PR #1341, opened 2025-02-06
Add `display_name` to `user` and `ldap_person`

mikeradka:
#### Description of changes:

This PR:

- Adds the `display_name` attribute to the dictionary.
- Adds the `display_name` attribute to the `user` and `ldap_person` objects.
- Relaxes the description of the `full_name` attribute so it can be used with a broader range of products, technologies, and implementations. In the attribute dictionary, the `See specific usage.` convention is applied.

image

image

image

image

image

### DIFF
--- a/CHANGELOG.md
+++ b/CHANGELOG.md
@@ -47,6 +47,7 @@ Thankyou! -->
   1. Added `raw_data_size` as a `long_t`. [#1347](https://github.com/ocsf/ocsf-schema/pull/1347)
   1. Added `assessments` as an array of `assessment` objects. #1343
   1. Added `meets_criteria` as a `boolean_t`. #1343
+  1. Added `display_name` attribute as a `string_t`. [#1341](https://github.com/ocsf/ocsf-schema/pull/1341)
 * #### Objects
   1. Added `assessment` object to capture evaluations/assessments of configurations/signals. #1343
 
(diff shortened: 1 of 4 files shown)


pagbabian-splunk:
Thanks @mikeradka - as we discussed in Slack, I would also add `full_name` to `ldap_person` with the original description, so it doesn't get lost for when it is more appropriate.

mikeradka:
> Thanks @mikeradka - as we discussed in Slack, I would also add `full_name` to `ldap_person` with the original description, so it doesn't get lost for when it is more appropriate.

Great suggestion, Paul. I've went ahead and added `full_name` to `ldap_person` with the original (LDAP CN) description. Please re-review.

floydtree (approved):

mikeradka:
In the OCSF call on 2/11/2025, we discussed instead an approach of adding a new attribute for `display_name`. Putting this into DRAFT mode.

pagbabian-splunk:
Listening to the recording now. There is a mapping of AD names to LDAP names from Sailpoint here: https://documentation.sailpoint.com/connectors/active_directory/help/integrating_active_directory/ldap_names.html

Note that 'Full Name` is mapped to LDAP `name` or `cn` - which is how we had defined it in the description. Therefore my suggestion above of adding `full_name` to `ldap_person` would be redundant with `cn`.

AD 'Display Name` is mapped to LDAP `displayName` and that may be the argument to add a `display_name` attribute, the twist being that it should also be in the `ldap_person` object since it is an LDAP native attribute.

`full_name` and `display_name` in the `User` object though, would become very redundant with `ldap_person` which is there to supplement the `user` attributes. So, we can argue that if a display name needs to be distinct from full name, it can be found in `ldap_person`.

pagbabian-splunk (approved):

Aniak5 (approved):
LGTM

floydtree (approved):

◆ Exercise objective
Please give back the entries above, unchanged and complete.

◆ Written solution
PR #1341, opened 2025-02-06
Add `display_name` to `user` and `ldap_person`

mikeradka:
#### Description of changes:

This PR:

- Adds the `display_name` attribute to the dictionary.
- Adds the `display_name` attribute to the `user` and `ldap_person` objects.
- Relaxes the description of the `full_name` attribute so it can be used with a broader range of products, technologies, and implementations. In the attribute dictionary, the `See specific usage.` convention is applied.

image

image

image

image

image

### DIFF
--- a/CHANGELOG.md
+++ b/CHANGELOG.md
@@ -47,6 +47,7 @@ Thankyou! -->
   1. Added `raw_data_size` as a `long_t`. [#1347](https://github.com/ocsf/ocsf-schema/pull/1347)
   1. Added `assessments` as an array of `assessment` objects. #1343
   1. Added `meets_criteria` as a `boolean_t`. #1343
+  1. Added `display_name` attribute as a `string_t`. [#1341](https://github.com/ocsf/ocsf-schema/pull/1341)
 * #### Objects
   1. Added `assessment` object to capture evaluations/assessments of configurations/signals. #1343
 
(diff shortened: 1 of 4 files shown)


pagbabian-splunk:
Thanks @mikeradka - as we discussed in Slack, I would also add `full_name` to `ldap_person` with the original description, so it doesn't get lost for when it is more appropriate.

mikeradka:
> Thanks @mikeradka - as we discussed in Slack, I would also add `full_name` to `ldap_person` with the original description, so it doesn't get lost for when it is more appropriate.

Great suggestion, Paul. I've went ahead and added `full_name` to `ldap_person` with the original (LDAP CN) description. Please re-review.

floydtree (approved):

mikeradka:
In the OCSF call on 2/11/2025, we discussed instead an approach of adding a new attribute for `display_name`. Putting this into DRAFT mode.

pagbabian-splunk:
Listening to the recording now. There is a mapping of AD names to LDAP names from Sailpoint here: https://documentation.sailpoint.com/connectors/active_directory/help/integrating_active_directory/ldap_names.html

Note that 'Full Name` is mapped to LDAP `name` or `cn` - which is how we had defined it in the description. Therefore my suggestion above of adding `full_name` to `ldap_person` would be redundant with `cn`.

AD 'Display Name` is mapped to LDAP `displayName` and that may be the argument to add a `display_name` attribute, the twist being that it should also be in the `ldap_person` object since it is an LDAP native attribute.

`full_name` and `display_name` in the `User` object though, would become very redundant with `ldap_person` which is there to supplement the `user` attributes. So, we can argue that if a display name needs to be distinct from full name, it can be found in `ldap_person`.

pagbabian-splunk (approved):

Aniak5 (approved):
LGTM

floydtree (approved):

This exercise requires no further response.